Background
Recently I read about some attempts of finding the exact order of Mertens function. It is conjectured that $$0<\limsup_{x\to\infty}\frac{M(x)}{\sqrt x(\log\log\log x)^{5/4}}<\infty\
(\text{Gonek's conjecture}),$$ and this conjecture is supported by probabilistic evidence that $M(e^y)e^{-y/2}$ has a limiting distribution. It would be surprising either if this conjecture is proven (which leads to Riemann Hypothesis) or if it is proven false despite of the strong heuristic probabilistic evidence.
Question: is there any famous conjecture which has probabilistic evidence to suggest it is true initially, but later it was proven false?

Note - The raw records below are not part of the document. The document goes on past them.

PR #2182, opened 2021-04-15
Fix crash when scheduling an event while shutting down the tracing li…

florian-kuebler:
…stener.

The global tracing listener has a field "active_" that is used
as a guard for scheduling events to its "thread_pool_". However,
in the tracing listener's destructor, the thread pool is first
shutdown, before the "active_" guard is set to false.
In this case, it could happen that while destructing the listener,
a new event would be scheduled to the pool, leading to a crash.

Test: Take a capture and while capturing start&stop introsepction.
Bug: http://b/185443567


beckerhe (approved):
As discussed offline, LGTM!

PR #2184, opened 2021-04-15
[Release] Remove the selection overlay when zooming in

reichlfl:
This was introduced with my Viewport changes: When using right-click / drag to zoom (hold CTRL), the green overlay should not be rendered after zooming is done.

Test: Hold Ctrl + Right-click drag, the green overlay disappears.
Bug: b/185440963


karupayun (approved):
LGTM!!

PR #2186, opened 2021-04-15
[RELEASE] Fix bug regarding ORBIT_EXIT scoped metric

antonrohr:
Before the ScopedMetric was not properly done, because of a
implementation mistake.


karupayun (approved):
LGTM Anton!!! Thanks for fixing this!

PR #2187, opened 2021-04-15
[REBASE TO MAIN] Fix crash related with wrongly used erase

karupayun:
We were always erasing one Frame Track, and this crashed when the Frame
Track function has no samples, because there is no FrameTrack. Now it is
fixed.

Fixed: http://b/185448604.


ronaldfw (approved):
LGTM, thanks!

By probabilistic evidence I mean evidence such as $S=\sum_{n=1}^\infty\frac{\sin n^2x}n$ converges with probability one, suggesting that series $\sum_{n=1}^\infty\frac{\sin n^2}n$ converges. Note that it does not mean for all $x$, $S$ converges, but such an $x$ making $S$ diverges is hard to construct so even if there is an $x$ satisfying that condition, it does not count as an example.

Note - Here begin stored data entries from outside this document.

PR #2194, opened 2021-04-15
Add command line prameters to log.

danielfenner:
This came up in the debug session.

Bug: n/a
Test: Started Orbit, works.

### DIFF
--- a/src/Orbit/main.cpp
+++ b/src/Orbit/main.cpp
@@ -293,6 +293,16 @@ static void ClearSourcePathsMappings() {
   LOG("Cleared the saved source paths mappings.");
 }
 
+// Put the command line into the log.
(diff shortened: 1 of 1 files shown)


src/Orbit/main.cpp
```diff
@@ -293,6 +293,16 @@ static void ClearSourcePathsMappings() {
   LOG("Cleared the saved source paths mappings.");
 }
 
+// Put the command line into the log.
+void LogCommandLine(int argc, char* argv[]) {
```
beckerhe, line 297: `static`

beckerhe (approved):
Otherwise LGTM. Thanks!

src/Orbit/main.cpp
danielfenner: done

PR #2195, opened 2021-04-15
Make UpdateVisibleTrack run only in the main thread

karupayun:
We had sometimes a crash when starting a capture because
multi-threading (http://b/185459021). This only happened when
we had at least one FrameTrack enabled.

In this PR, instead of calling UpdateVisibleTrack when adding/removing a
FrameTrack we set a flag, so the main thread could update them.

For that, we also force SortTracks when we finish to process the
capture. This simplifies a little the logic of SortTracks, and we can
only actually sorting when the sorting is invalidated or when the
capture is running and we didn't make it in the last second.


dpallotti:
I guess that as you are discussing it in person with Henning and Florian then I'll leave it to them.

beckerhe (approved):
LGTM. Thanks Pablo!

PR #2196, opened 2021-04-15
Reset the default value of memory sampling period

vickyliu-go4it:
When the memory sampling period is set to a high number, e.g., 1000 ms,
the update in the capture window looks to be "stuck". This is because
update of events in the other tracks might be lagging far behind the
update of events in memory tracks.

When the memory sampling period is set to 10 ms, the capture window
updates smoothly and the performance on the service side is affected
very slightly. Hence, in this change, we change the default value of the
sampling period to be 10ms.

Bug: http://b/185473068


karupayun (approved):
LGTM Vicky!! Thanks for this hotfix

reichlfl (approved):
LGTM, thanks

PR #2327, opened 2021-05-17
Rename ElfUtils to ObjectUtils for more general object file support

ronaldfw:
This is a first step in adding support for different types of object
files such as Common Object File Format (COFF) in the future. All ELF
specific naming is generalized (ObjectUtils, ObjectFile, LoadSymbols)
or kept specifically in ElfFile (derived from ObjectFile). There are
still some methods in ElfFile that we probably want at the general
ObjectFile level (for example, to get line information), but for now
I've kept the changes to what is needed to load symbols only.

Key changes:
- Add ObjectFile base class with common methods.
- Renaming.

Bug: http://b/187665628
Tested: Unit tests; manually tested loading symbols with various .so
files.


src/ObjectUtils/ElfFile.cpp
```diff
@@ -54,16 +54,16 @@ class ElfFileImpl : public ElfFile {
   ElfFileImpl(std::filesystem::path file_path,
               llvm::object::OwningBinary<llvm::object::ObjectFile>&& owning_binary);
 
-  [[nodiscard]] ErrorMessageOr<ModuleSymbols> LoadSymbolsFromSymtab() override;
+  [[nodiscard]] ErrorMessageOr<ModuleSymbols> LoadSymbols() override;
```
dimitry-, line 57: I think this becomes too vague.. maybe LoadDebugSymbols, and add a comment that for the elf-file it is .symtab section.

src/ObjectUtils/ElfFile.cpp
```diff
@@ -54,16 +54,16 @@ class ElfFileImpl : public ElfFile {
...
   [[nodiscard]] ErrorMessageOr<ModuleSymbols> LoadSymbolsFromDynsym() override;
   [[nodiscard]] ErrorMessageOr<uint64_t> GetLoadBias() const override;
-  [[nodiscard]] bool HasSymtab() const override;
+  [[nodiscard]] bool HasSymbols() const override;
```
dimitry-, line 60: same here.

src/ObjectUtils/ElfFile.cpp
```diff
@@ -54,16 +54,16 @@ class ElfFileImpl : public ElfFile {
...
   [[nodiscard]] bool HasDynsym() const override;
   [[nodiscard]] bool HasDebugInfo() const override;
   [[nodiscard]] bool HasGnuDebuglink() const override;
   [[nodiscard]] bool Is64Bit() const override;
   [[nodiscard]] std::string GetBuildId() const override;
-  [[nodiscard]] std::string GetSoname() const override;
+  [[nodiscard]] std::string GetPrettyName() const override;
```
dimitry-, line 66: soname is more like ID. I do not think pretty_name fits here. Also is there windows counterpart for this?

src/ObjectUtils/ElfFile.cpp
ronaldfw: I had this first as LoadSymbolsFromSymbolTable(), which also exists for COFF files. WDYT?

src/ObjectUtils/ElfFile.cpp
ronaldfw: I was going by how this is used. We set the "name" field in ModuleInfo to either what we get as soname, or as the filename. This is what is displayed in the UI. (Not sure if it's used elsewhere, but it seems to me that once that name is in ModuleInfo, all special meaning of it has been lost anyway.)

My suggestion would be to keep GetPrettyName(), as it's intended for UI usage (unless I'm missing something). A basic implementation would be just using the filename. 

If we need soname for ELF files with the special identifier meaning, I would suggest to add that as an extra method in ElfFile.

src/ObjectUtils/ElfFile.cpp
dimitry-: seems like it has the same semantics - it is a debug symbols table.

Which is deprecated if I read this correctly:
https://docs.microsoft.com/en-us/windows/win32/debug/pe-format#coff-file-header-object-and-image
"The file offset of the COFF symbol table, or zero if no COFF symbol table is present. This value should be zero for an image because COFF debugging information is deprecated."

dimitry-: and dynamic symbols (or exported symbols) are coming from edata section.

src/ObjectUtils/ElfFile.cpp
dimitry-: It is possible soname should be a property of an elf-file.

dimitry-: it is also used by dynamic instrumentation to correctly find libc/libdl

src/ObjectUtils/ElfFile.cpp
ronaldfw: Ok, I'll go with LoadDebugSymbols to keep other options open (such as reading them from DWARF).

src/ObjectUtils/ElfFile.cpp
ronaldfw: I see, it seems we don't distinguish between soname and name of the module, at least in the user space instrumentation code. The code seems to expect that ModuleInfo::name is the soname of the module.

So there is some ambiguity in ModuleInfo, as it's not clear that "name" should be soname when a soname is present. 

Is the code in the user space instrumentation correct if the name field was filled with the filename and not the soname? Or asked differently, if an ELF file doesn't have an soname, is the filename the correct choice then?

Not sure what the best option here is: Should we just call the method GetName() (which is then using the same name as ModuleInfo)? Should ModuleInfo get a soname field? 

My suggestion:
- GetName() in base class (filename, if no better choice).
- ModuleInfo gets added soname field (it already has other ELF specific fields)
- GetSoname() in ElfFile
- ElfFile implements GetName() as GetSoname() if present, o/w as filename.
- user space instrumentation code is changed to read soname(), not name(). 

WDYT?

dimitry-: sgtm!

src/ObjectUtils/include/ObjectUtils/ObjectFile.h
```diff
@@ -0,0 +1,43 @@
...
+  [[nodiscard]] virtual std::string GetPrettyName() const = 0;
+  [[nodiscard]] virtual std::filesystem::path GetFilePath() const = 0;
+
+  [[nodiscard]] static ErrorMessageOr<std::unique_ptr<ElfFile>> CreateElfFile(
+      const std::filesystem::path& file_path);
+  [[nodiscard]] static ErrorMessageOr<std::unique_ptr<ElfFile>> CreateElfFile(
+      const std::filesystem::path& file_path,
+      llvm::object::OwningBinary<llvm::object::ObjectFile>&& file);
+  [[nodiscard]] static ErrorMessageOr<std::unique_ptr<ElfFile>> CreateElfFileFromBuffer(
+      const std::filesystem::path& file_path, const void* buf, size_t len);
```
beckerhe, line 38: I think these should be free functions and declared in `ElfFile.h`. This would also avoid the forward declaration of `ElfFile`.

beckerhe (approved):
Otherwise LGTM. Thanks!

src/ObjectUtils/ElfFile.cpp
danielfenner: I don't get why `LoadSymbolsFromSymtab`, `HasSymtab` are renamed in the first place. The names are elf specific, but this is ElfFile.cpp so that is fine, right? Or do you intend to move them later into ObjectFile?

ronaldfw: Both are already in ObjectFile and are needed for core functionality that we need across both ELF and COFF. 

The idea is that LoadDebugSymbols is the method used by the UI to get symbols for a module if the symbols are embedded in the module (either as a symbol table or as DWARF). We currently use symtab for ELF files, but IMO this is already an implementation detail and we could just as well use DWARF if a symbol table is not present for whatever reason. 

My understanding is that LoadSymbolsFromDynsym is only used to inject code into the target process by finding the right functions in ld and/or libc (so we don't need to generalize this, yet). Correct?

src/ObjectUtils/ElfFile.cpp
ronaldfw: Done.

src/ObjectUtils/ElfFile.cpp
dimitry-: it is also used to normalize callstacks in the sampling report.

dimitry-: We were also considering using Dynsym as a fallback when Symtab is not available.

ronaldfw: Yes, that would make sense to me. 

Side-note: I think the same can be done for PE/COFF (by looking at the export directory), but some care must be taken about forwarded symbols: A dll can forward a symbol to a different dll and not actually contain a definition for the symbol. It's not quite clear how we want to treat this in the UI, but a simple initial solution would be to just exclude forwarded symbols.

I'll take a note to look at adding this as a fallback, but will not make any additional changes in the current PR.

dimitry- (approved):

src/ObjectUtils/ElfFile.cpp
ronaldfw: @danielfenner I'll resolve this, but we can discuss if there are further concerns or ideas on how we should structure the code. I'll keep working on this part of the code.

PR #2328, opened 2021-05-17
Introduce module CodeReport

beckerhe:
This module contains the abstract base class CodeReport and its implementations DisassemblyReport and SourceCodeReport, as well as the class Disassembler which is a dependency of DisassemblyReport.

All these classes used to live in OrbitGl. The PR also adds a first simple test for Disassembler.


florian-kuebler (commented):
LGTM, thanks!

florian-kuebler (approved):

src/CodeReport/CMakeLists.txt
```diff
@@ -5,9 +5,13 @@
 cmake_minimum_required(VERSION 3.15)
 
 project(CodeReport)
-add_library(CodeReport INTERFACE)
+add_library(CodeReport OBJECT)
```
dpallotti, line 8: It's the first time I see `OBJECT` used in Orbit. Do we prefer this to `STATIC` or what's the reason?

src/CodeReport/include/CodeReport/DisassemblyReport.h
```diff
@@ -39,4 +40,5 @@ class DisassemblyReport : public CodeReport {
   uint32_t samples_count_;
 };
 
-#endif  // ORBIT_GL_DISASSEMBLY_REPORT_H_
+}  // namespace orbit_code_report
+#endif  // CODE_REPORT_DISASSEMBLY_REPORT_H_
```
dpallotti, line 44:
```suggestion
}  // namespace orbit_code_report

#endif  // CODE_REPORT_DISASSEMBLY_REPORT_H_
```

dpallotti (approved):

src/CodeReport/CMakeLists.txt
beckerhe: Yes, we prefer OBJECT :slightly_smiling_face:  An OBJECT library is just a bunch of .o-files, while a static library is always linked into a .a/.lib-file. Since we don't ship the the static libraries, it's just a waste of time and disk space to generate them.

At some point I will move everything to OBJECT targets.

src/CodeReport/include/CodeReport/DisassemblyReport.h
beckerhe: Done. Thx.

src/CodeReport/CMakeLists.txt
dpallotti: Hehe I was always wondering whether all those generated static libraries were really necessary. Thanks!

beckerhe: Feel free to try out OBJECT next time. :smile:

Another possible example will be the normality of $\sqrt2$ in a chosen base. Borel proved$^{[1]}$ that almost all (w.r.t. Lebesgue measure) real numbers are normal. This is still open, and I wonder whether there is an irrational number which is proven not to be normal, but is not constructed digit-by-digit such as $0.123456789101112131415161718\cdots$. Here the probabilistic evidence is the result Borel proved.
[1]Borel, É. "Les probabilités dénombrables et leurs applications arithmétiques." Rend. Circ. Mat. Palermo 27, 247-271, 1909.